4. Bidirectional LSTM (BiLSTM) for Load Prediction BiLSTM enhances traditional LSTM by incorporating both forward and backward temporal dependencies. Each LSTM cell computes forget, input, and output gates:\(\begin{cases} f_t = \sigma(W_f \cdot [h_{t-1}, x_t] + b_f) \\ i_t = \sigma(W_i \cdot [h_{t-1}, x_t] + b_i) \\ o_t = \sigma(W_o \cdot [h_{t-1}, x_t] + b_o) \\ \tilde{C}_t = \tanh(W_C \cdot [h_{t-1}, x_t] + b_C) \\ C_t = f_t \odot C_{t-1} + i_t \odot \tilde{C}_t \\ h_t = o_t \odot \tanh(C_t) \end{cases}\) where \(f_t, i_t, o_t\) are gate outputs, \(\tilde{C}_t\) is the candidate cell state, and \(h_t\) is the hidden state .

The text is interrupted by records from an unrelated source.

PR #4768, opened 2026-02-25
[Windows port PR8] feature: add Windows support

divens:
[PR8](https://github.com/zellij-org/zellij/issues/316#issuecomment-3920047803) of the Windows port.

This is the final PR of the Windows port effort.

Native Windows runtime for Zellij — ConPTY backend, named pipe IPC, console input handling, signal support, CI, and cross-platform test adaptations.

## Overview

This PR implements all Windows-specific runtime code needed to run Zellij natively on Windows. It builds on PRs 1–7 which refactored the codebase for cross-platform compilation. The key subsystems are:

- **ConPTY pseudo-terminal backend** — full lifecycle management
- **Named pipe IPC** with a dual-pipe protocol (replacing Unix domain sockets)
- **Dual-path console input** — native Console API vs raw VT byte parsing
- **Signal handling** — Ctrl+C/break/close and resize polling
- **Plugin/WASM fixes** — directory handles, path sanitization
- **CI** — Windows build and test jobs

## IPC: Named Pipes with Dual-Pipe Protocol

**Problem:** Unix domain sockets are bidirectional over a single fd. Windows named pipes are created in half-duplex mode. This simplifies implementation of overlapped IO.

**Solution:** Six abstraction functions in `zellij-utils/src/consts.rs` that wrap `interprocess::local_socket`:

| Function | Unix | Windows |
|----------|------|---------|
| `ipc_connect(path)` | `GenericFilePath` connect | `GenericNamespaced` connect |
| `ipc_bind(path)` | `GenericFilePath` listener | `GenericNamespaced` listener + PID marker file |
| `ipc_bind_async(path)` | async variant | async variant + PID marker file |
| `ipc_connect_reply(path)` | — | connects to `{path}-reply` pipe |
| `ipc_bind_reply(path)` | — | binds `{path}-reply` pipe |

The protocol:
```
client  ──main pipe──▶  server   (ClientToServerMsg)
client  ◀─reply pipe──  server   (ServerToClientMsg)
```

**Session discovery:** `ipc_bind()` on Windows writes a marker file at the socket path containing the server PID. Session enumeration uses `readdir` + `is_file()` (same pattern as Unix's `is_socket()`). Stale session cleanup reads the PID from the marker file and checks liveness via `OpenProcess(PROCESS_QUERY_LIMITED_INFORMATION)`.

**Kill/delete session:** Must connect to the reply pipe, send the message on the main pipe, then wait for the Exit response on the reply pipe — otherwise the server may not process the message before the pipe disconnects. Applied in both CLI (`sessions.rs`) and the session-manager plugin (`zellij_exports.rs`).

## ConPTY Backend

`zellij-server/src/os_input_output_windows.rs` replacing stubs with implementation.

**Spawn sequence:**
1. Create overlapped named pipe for output (`FILE_FLAG_OVERLAPPED` read end for IOCP)
2. Create anonymous pipe for input
3. `CreatePseudoConsole` with initial 80x24 size
4. Build `PROC_THREAD_ATTRIBUTE_PSEUDOCONSOLE` attribute list
5. `CreateProcessW` with `EXTENDED_STARTUPINFO_PRESENT | CREATE_UNICODE_ENVIRONMENT`
6. Spawn exit-monitoring thread (`WaitForSingleObject(INFINITE)`)
7. Wrap output handle in async reader (lazy IOCP registration)

**Key decisions:**

- **HPCON attribute passing:** `UpdateProcThreadAttribute` for `PROC_THREAD_ATTRIBUTE_PSEUDOCONSOLE` takes the HPCON *value* as a pointer (`hpcon as *const c_void`), NOT a pointer to the variable. Documented in microsoft/terminal#6705.
- **Lazy async reader:** The output pipe handle is stored raw and only promoted to a tokio `NamedPipeServer` (IOCP registration) on first `read()`, since the tokio reactor isn't available at spawn time.
- **Command resolution:** `CreateProcessW` doesn't reliably resolve bare command names through PATH. `resolve_command()` + `find_executable()` search PATH with PATHEXT extensions (`.exe`, `.cmd`, etc.), replacing the Unix-only `command_exists()`.
- **Signal delivery:** `send_sigint` uses `GenerateConsoleCtrlEvent(CTRL_C_EVENT)` with fallback to `TerminateProcess`.

## Client Input Handling

Two input strategies selected at runtime in `stdin_handler.rs` based on the `TERM` environment variable:

**Path A — Native console (no TERM):** cmd.exe, PowerShell, Windows Terminal. Uses `crossterm::event::read()` which reads `INPUT_RECORD`s via `ReadConsoleInput`. Key events are converted by `cast_crossterm_key()`, mouse events by `from_crossterm_mouse()`.

**Path B — Terminal emulator (TERM set):** Alacritty, etc. Enables `ENABLE_VIRTUAL_TERMINAL_INPUT` on stdin so `ReadFile` returns raw VT bytes. Uses the existing termwiz parser (same as Unix).

**`cast_crossterm_key()`** (260 lines in `zellij-utils/src/input/mod.rs`):
- Strips redundant Shift modifier — Windows reports physical Shift alongside the already-translated character (Shift+1 → `Char('!')` + SHIFT). Unix just reports `!`.
- AltGr handling — AltGr = Ctrl+Alt on Windows. When both are present and the character is printable, both modifiers are stripped. Needed for French AZERTY, German layouts, etc.
- Synthesizes VT raw bytes for special keys (arrows, function keys, Home/End, Ctrl+letter, Alt+letter).

**Console mode race fix:** `enable_vt_input()` sets an explicit console mode (0x0298) rather than read-modify-write, eliminating a TOCTOU race with crossterm's `EnableMouseCapture` which also calls `SetConsoleMode`. Deliberately clears `ENABLE_QUICK_EDIT_MODE` (would intercept mouse events).

**Mouse support in `os_input_output.rs`:**
- VT path: Enables `ENABLE_VIRTUAL_TERMINAL_PROCESSING` on stdout (triggers ConPTY passthrough mode), then writes ANSI mouse-enable sequences.
- Console API path: Uses `crossterm::execute!(EnableMouseCapture)`.

**ANSI terminal queries skipped on Windows:** The startup query mechanism (escape sequences written to stdout, responses read from stdin) hangs on Windows Terminal. Skipped with immediate `DoneParsing`.

## Signal Handling

`zellij-client/src/os_input_output_windows.rs`:

- **`AsyncSignalListener`:** tokio `signal::windows` for ctrl_c/ctrl_break/ctrl_close; polls `crossterm::terminal::size()` every 100ms for resize.
- **`BlockingSignalIterator`:** `SetConsoleCtrlHandler` callback sets an `AtomicBool`; iterator polls the bool + terminal size every 50ms.

## Server Spawn and Stack Size

- **`spawn_server()`:** Uses `CREATE_NO_WINDOW | CREATE_NEW_PROCESS_GROUP` (not `DETACHED_PROCESS` which would leave stdin/stdout as NULL, breaking PTY creation).
- **8MB stack:** Applied to `main()`, pty, screen, and plugin threads. Windows default is 1MB; KDL config parsing uses deep recursion that overflows it.

## Plugin/WASM Fixes

- **Directory handles:** `File::open()` on a directory fails on Windows. Uses `OpenOptionsExt::custom_flags(FILE_FLAG_BACKUP_SEMANTICS)` in `plugin_loader.rs`.
- **Plugin URL paths:** URLs like `zellij:tab-bar` contain colons, illegal in Windows paths. `make_plugin_url_path_safe()` replaces colons with underscores.

## Default Shell

`get_default_shell()` on Windows checks `$SHELL` first (Git Bash, MSYS2), falls back to `$COMSPEC`, then `cmd.exe`.

## Web Server Daemonization

`daemonize_web_server()` spawns a detached process with `CREATE_NO_WINDOW | CREATE_NEW_PROCESS_GROUP`, then polls TCP connect on the server port every 100ms (10s deadline) before exiting the parent.

## Cross-Platform Code Modifications

| File | Change | Reason |
|------|--------|--------|
| `consts.rs` | 6 IPC abstraction functions | Wrap Unix sockets vs Windows named pipes behind a common interface |
| `sessions.rs` | `assert_socket()` + dual-pipe kill/delete | PID-based liveness check; dual-pipe handshake required on Windows |
| `input/mod.rs` | `cast_crossterm_key()`, `from_crossterm_mouse()` | Convert Windows console events to zellij types |
| `os_input_output.rs` (client) | VT/Console mouse branching, `connect_to_server()` dual-pipe | Mouse enable must use ANSI sequences on VT path, Console API on native path |
| `stdin_handler.rs` | Dual input loop, `enable_vt_input()`, skip ANSI queries | Two fundamentally different input sources on Windows |
| `lib.rs` (client) | `InputInstruction::MouseEvent` variant, `spawn_server()` | Crossterm mouse events need separate variant; Windows server spawn |
| `input_handler.rs` | Handle `MouseEvent` instruction | Dispatch crossterm mouse events from native console path |
| `os_input_output.rs` (server) | `resolve_command()`, `new_client_with_reply()`, Windows `run_command_hook()` | PATH/PATHEXT resolution; reply pipe; `cmd /C` for hooks |
| `lib.rs` (server) | Dual-pipe listener, 8MB thread stacks | Reply pipe accept before route thread; stack overflow prevention |
| `pty.rs` | Windows `get_default_shell()` | $SHELL → $COMSPEC → cmd.exe fallback chain |
| `plugin_loader.rs` | `open_dir()` with `FILE_FLAG_BACKUP_SEMANTICS` | Windows requires this flag for directory handles |
| `wasm_bridge.rs` | `make_plugin_url_path_safe()` | Colons in plugin URLs are illegal in Windows paths |
| `zellij_exports.rs` | Dual-pipe `kill_sessions()` | Plugin kill session needs same reply pipe handshake |
| `main.rs` | 8MB stack trampoline | Windows 1MB default stack overflows on KDL parsing |

## Test Adaptations

- **IPC socket tests:** Cross-platform rewrite with `GenericNamespaced` on Windows; `is_socket()` tests gated to `#[cfg(unix)]`
- **Layout tests:** `normalize_layout_debug()` for `\\` → `/` path normalization; `env_var_expansion` gated to `#[cfg(unix)]`
- **Setup tests:** `canonicalize()` to handle Windows `\\?\` long-path prefix
- **Server OS tests:** Cross-platform command helpers (`cmd /K echo`, `findstr`, `timeout`); `spawn_and_read_output` exercises the full ConPTY pipeline
- **Mock trait impls:** Four `FakeInputOutput` impls gain `new_client_with_reply()` stubs

## CI

New jobs in `.github/workflows/rust.yml`:
- **`build-windows`:** `cargo check --no-default-features` on `windows-latest`
- **`test-windows`:** Per-crate `cargo test --no-default-features -p {zellij-utils,zellij-server,zellij-client} --lib`
- **`workflow_dispatch`** trigger for manual runs

### DIFF
--- a/zellij-utils/src/cli.rs
+++ b/zellij-utils/src/cli.rs
@@ -143,7 +143,9 @@ pub struct WebCli {
         display_order = 5
     )]
     pub daemonize: bool,
-    /// Timeout in seconds waiting for the server to start (default: 10)
+    /// Timeout in seconds waiting for the server to start (default: 10).
+    /// Only used on Windows where the daemonized server is polled via TCP.
+    /// On Unix, startup signaling uses pipes and this option is ignored.
     #[clap(long, value_parser, display_order = 6)]
     pub server_startup_timeout: Option<u64>,
     /// Create a login token for the web interface, will only be displayed once and cannot later be


imsnif:
Exciting! Before I go over this, two things:
1. What are the outstanding usability/performance issues right now? I saw there was some back-and-forth in the issue with those testing out this implementation.
2. It would be really great if we could find some way to run the e2e tests on windows. Might not be trivial, but maybe see if there's some sort of quick win here?

src/main.rs
```diff
@@ -15,6 +15,25 @@ use zellij_utils::{
 };
 
 fn main() {
+    // Windows default stack is 1MB vs 8MB on Linux. Zellij's layout/KDL parsing
+    // uses deep recursion that needs more stack space. Spawn the real main on a
+    // thread with an explicit 8MB stack to match Linux behavior.
+    #[cfg(windows)]
+    {
+        const STACK_SIZE: usize = 8 * 1024 * 1024; // 8 MB
```
imsnif: I'm not a fan of this, tbh. Are we 100% certain this is what's happening? What's the path that causes this stack overflow? What's on the stack when this happens?

I could be wrong of course, but this smells a bit like a hallucination to me.

divens:
> 1. What are the outstanding usability/performance issues right now? I saw there was some back-and-forth in the issue with those testing out this implementation.

On my side, there are no outstanding usability or performance issues at the moment. Let's keep in mind this is still a fresh implementation though, so maybe we could label windows support as beta in the upcoming release if we want to be conservative.

I need to spend a bit of time with default plugins and complex layouts. Last time I tried the file picker was not working, most likely due to unix/windows path rules differences. It was a few days back though.

> 2. It would be really great if we could find some way to run the e2e tests on windows. Might not be trivial, but maybe see if there's some sort of quick win here?

I will look into that. We will also need to think about the build/packaging/distribution pipeline for release. In addition to the website and github/release, it would be nice to make it available through winget.

imsnif:
> On my side, there are no outstanding usability or performance issues at the moment. Let's keep in mind this is still a fresh implementation though, so maybe we could label windows support as beta in the upcoming release if we want to be conservative.

We're pre-1.0 anyway, I think there's no need to be more specific than that but I still want to understand the state of things. I remember you mentioned there were performance issues in non-gpu accelerated terminals, is that still the case?

> I will look into that. We will also need to think about the build/packaging/distribution pipeline for release. In addition to the website and github/release, it would be nice to make it available through winget.

Right, forgot to ask about that! Is there an option to create a statically linked executable like we do with linux/mac so that people can just download and run (i.e. the "try without installing" script we have on the website)?

divens:
> We're pre-1.0 anyway, I think there's no need to be more specific than that but I still want to understand the state of things. I remember you mentioned there were performance issues in non-gpu accelerated terminals, is that still the case?

Performance is much better than it was, dragging panes with the mouse now feel responsive both in Windows Terminal and Alacritty. FWIW, I intend to spend time in the coming weeks to do some profiling and have a better understanding of our  performance profile both for the Windows binary and within WSL as a proxy for Linux.

> Right, forgot to ask about that! Is there an option to create a statically linked executable like we do with linux/mac so that people can just download and run (i.e. the "try without installing" script we have on the website)?

I don't see any reason it wouldn't be possible. I'll work on that.

zellij-client/src/web_client/mod.rs
```diff
@@ -356,12 +358,70 @@ fn daemonize_web_server(
...
+    {
+        use std::os::windows::process::CommandExt;
+        const CREATE_NEW_PROCESS_GROUP: u32 = 0x00000200;
+        const CREATE_NO_WINDOW: u32 = 0x08000000;
+        cmd.creation_flags(CREATE_NO_WINDOW | CREATE_NEW_PROCESS_GROUP);
+    }
+
+    match cmd.spawn() {
+        Ok(_child) => {
+            let deadline = Instant::now() + Duration::from_secs(10);
```
imsnif: We have an explicit `--timeout` argument now, let's use it

zellij-client/src/lib.rs
```diff
@@ -262,17 +262,37 @@ pub fn spawn_server(socket_path: &Path, debug: bool) -> io::Result<()> {
...
 
-    if status.success() {
+    // On Unix the server daemonizes (double-fork) inside start_server(), so
+    // the intermediate child exits immediately and cmd.status() returns.
+    // On Windows there is no daemonize — we launch the server as a background
+    // process and return immediately.  We use CREATE_NO_WINDOW (not
+    // DETACHED_PROCESS) so the server gets a hidden console with valid
+    // standard handles; DETACHED_PROCESS leaves stdin/stdout/stderr as NULL,
+    // which breaks PTY creation, WASM plugin loading, and logging.
+    #[cfg(windows)]
```
imsnif: Regarding this and similar cfg(windows) blocks: could we try, as much as possible/feasible, to break them out to separate functions? I find it a bit confusing to follow when separate pieces of conditional OS logic live inside the same function.

zellij-client/src/os_input_output.rs
```diff
@@ -293,21 +323,69 @@ impl ClientOsApi for ClientOsInputOutput {
...
+        {
+            let mut stdout = self.get_stdout_writer();
+            stdout
+                .write_all(ENABLE_MOUSE_SUPPORT.as_bytes())
+                .context(err_context)?;
+            stdout.flush().context(err_context)?;
+        }
+        #[cfg(windows)]
+        {
+            // When TERM is set we're on the VT input path (terminal emulator like
```
imsnif: Could we break this into different functions, with a conditional of `is_vt_terminal` or some such? That way we can break this comment out into the different functions and I feel it will make things a bit clearer.

zellij-client/src/os_input_output_windows.rs
```diff
@@ -4,35 +4,118 @@ use async_trait::async_trait;
...
     }
 }
 
 #[async_trait]
 impl crate::os_input_output::AsyncSignals for AsyncSignalListener {
     async fn recv(&mut self) -> Option<SignalEvent> {
-        unimplemented!("Windows AsyncSignalListener not yet implemented")
+        loop {
+            tokio::select! {
+                _ = self.interval.tick() => {
```
imsnif, line 41: This is frankly not great :/ In general, if we find ourselves using static sleep timers we should take a step back and reexamine the implementation.

This is especially true in this case - windows can be resized with the mouse, producing a whole lot of consecutive resize events and this approach could make them quite sluggish.

As far as I understand it, on windows we receive these signals on STDIN and can't easily listen to them separately on a different thread like we do in unix-world. Could we bypass this by forwarding these events from the stdin thread to the signals thread (where we'll have a select to handle them)?

zellij-client/src/stdin_handler.rs
```diff
@@ -41,23 +91,114 @@ pub(crate) fn stdin_loop(
...
-                send_done_parsing_after_query_timeout(
-                    send_input_instructions.clone(),
-                    query_duration,
-                );
+                // On Windows, the ANSI terminal query mechanism (writing escape
+                // sequences to stdout and reading responses from stdin) does not
+                // work reliably — Windows Terminal may not deliver responses
+                // through the console input buffer in a way that fill_buf() can
+                // read, causing the startup to hang.  Skip it for now; pixel
+                // dimensions and color registers are nice-to-have, not critical.
```
imsnif: Respectfully disagree :)

I don't know a lot about windows, but this seems odd to me. Can an app not query the terminal for its colors/pixel-dimensions, etc? What's not reliable here?

zellij-client/src/stdin_handler.rs
```diff
@@ -41,23 +91,114 @@ pub(crate) fn stdin_loop(
...
+
+        loop {
+            match event::read() {
+                Ok(Event::Key(key_event)) => {
+                    if key_event.kind != KeyEventKind::Press {
+                        continue;
+                    }
+                    if let Some((key, bytes)) = cast_crossterm_key(key_event) {
+                        if send_input_instructions
+                            .send(InputInstruction::KeyWithModifierEvent(key, bytes, false))
```
imsnif: I guess the windows console doesn't support the kitty keyboard protocol at all? I see we seem to get quite verbose events though (press/release, etc.) - do we also get stuff like super keys, multiple modifiers, etc.? If so we might be able to translate them into kitty world and then have a win. wdyt?

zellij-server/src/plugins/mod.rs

BiLSTM combines forward (\(\vec{h}_t\)) and backward (\(\overleftarrow{h}_t\)) hidden states to produce the final output:\(\hat{y}_t = \sigma(W_h \cdot [\vec{h}_t, \overleftarrow{h}_t] + b_h)\) This architecture captures bidirectional temporal patterns, improving prediction accuracy for non-stationary data .
Experimental Setup 1. Dataset The study uses historical charging load data from EV charging stations at the California Institute of Technology, obtained from the ANN-DATA public dataset. The dataset covers 54 chargers from January 1 to December 31, 2019, with 1-hour sampling intervals, resulting in 8,760 data points. Temperature data is sourced from NOAA, and day-type/holiday labels are manually annotated. The dataset is split into training (70%) and testing (30%) sets .
2. Data Preprocessing
- Outlier Handling: Median Absolute Deviation (MAD) removes outliers exceeding 3×MAD in a sliding window.
- Missing Data Imputation: Linear interpolation using adjacent values:\(x_k = \frac{x_{k-1} + x_{k+1}}{2}\) where \(x_k\) is the missing value, and \(x_{k-1}, x_{k+1}\) are values from corresponding times on adjacent days .
- Normalization: Min-Max scaling normalizes features to [0, 1]:\(x_i^* = \frac{x_i – x_{\text{min}}}{x_{\text{max}} – x_{\text{min}}}\) to eliminate dimensional effects .
3. Evaluation Metrics The model’s performance is assessed using:
- Mean Absolute Error (MAE):\(E_{\text{MAE}} = \frac{1}{n} \sum_{k=1}^{n} |\hat{y}_k – y_k|\)
- Root Mean Squared Error (RMSE):\(E_{\text{RMSE}} = \sqrt{\frac{1}{n} \sum_{k=1}^{n} (\hat{y}_k – y_k)^2}\)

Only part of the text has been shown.